Stored data entries

+ + + +

PR #1235, opened 2026-08-28
Replace question.gif with SVG #44

vogella:
Replaces `CommonImages.QUESTION` with the SVG from `org.eclipse.help.ui/icons/etool16/help.svg`. The GIF carries a white disc baked into its 1-bit transparency, which shows as a bright halo on dark themes, and its 16 pixel raster is blocky on HiDPI.

Kept separate from #1231 for two reasons: the source file is named `help.svg` rather than `question.svg`, so a name-based match does not find it and it needs to be judged by eye; and this icon is highly visible, which makes it worth reviewing on its own rather than inside a batch of 36.

question icon before and after


vogella:
@ruspl-afed please review

vogella:
I assume the build errors are unrelated

merks:
Yes, until this is complete, the builds will fail:

https://github.com/eclipse-mylyn/org.eclipse.mylyn/pull/1244

Generally all masters builds are failing right now:

https://ci.eclipse.org/mylyn/job/GitHub-mylyn-Orga/job/org.eclipse.mylyn/job/main/

ruspl-afed (approved):
LGTM
Thanks @vogella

+ + + +

* [Instructions to follow] Each line above with the string "https" in it should be located and copied.

* [Written reply]
https://github.com/eclipse-mylyn/org.eclipse.mylyn/pull/1244
https://ci.eclipse.org/mylyn/job/GitHub-mylyn-Orga/job/org.eclipse.mylyn/job/main/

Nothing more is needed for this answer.